━━━━━ RECORDS PROVIDED ━━━━━

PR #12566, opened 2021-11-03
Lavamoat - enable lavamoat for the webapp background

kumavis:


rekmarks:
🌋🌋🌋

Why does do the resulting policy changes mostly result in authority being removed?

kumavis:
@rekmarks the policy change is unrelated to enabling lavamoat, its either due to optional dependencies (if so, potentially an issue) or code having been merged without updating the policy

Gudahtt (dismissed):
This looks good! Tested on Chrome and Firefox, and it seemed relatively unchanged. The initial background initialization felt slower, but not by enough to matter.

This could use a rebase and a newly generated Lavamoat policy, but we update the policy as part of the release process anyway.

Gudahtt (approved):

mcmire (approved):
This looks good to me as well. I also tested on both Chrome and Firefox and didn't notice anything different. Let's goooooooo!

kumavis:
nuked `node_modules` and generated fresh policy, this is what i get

━━━━━

| THE TASK |
Set the entries down again, unchanged and complete.

| THE COMPLETED TASK |
PR #12566, opened 2021-11-03
Lavamoat - enable lavamoat for the webapp background

kumavis:


rekmarks:
🌋🌋🌋

Why does do the resulting policy changes mostly result in authority being removed?

kumavis:
@rekmarks the policy change is unrelated to enabling lavamoat, its either due to optional dependencies (if so, potentially an issue) or code having been merged without updating the policy

Gudahtt (dismissed):
This looks good! Tested on Chrome and Firefox, and it seemed relatively unchanged. The initial background initialization felt slower, but not by enough to matter.

This could use a rebase and a newly generated Lavamoat policy, but we update the policy as part of the release process anyway.

Gudahtt (approved):

mcmire (approved):
This looks good to me as well. I also tested on both Chrome and Firefox and didn't notice anything different. Let's goooooooo!

kumavis:
nuked `node_modules` and generated fresh policy, this is what i get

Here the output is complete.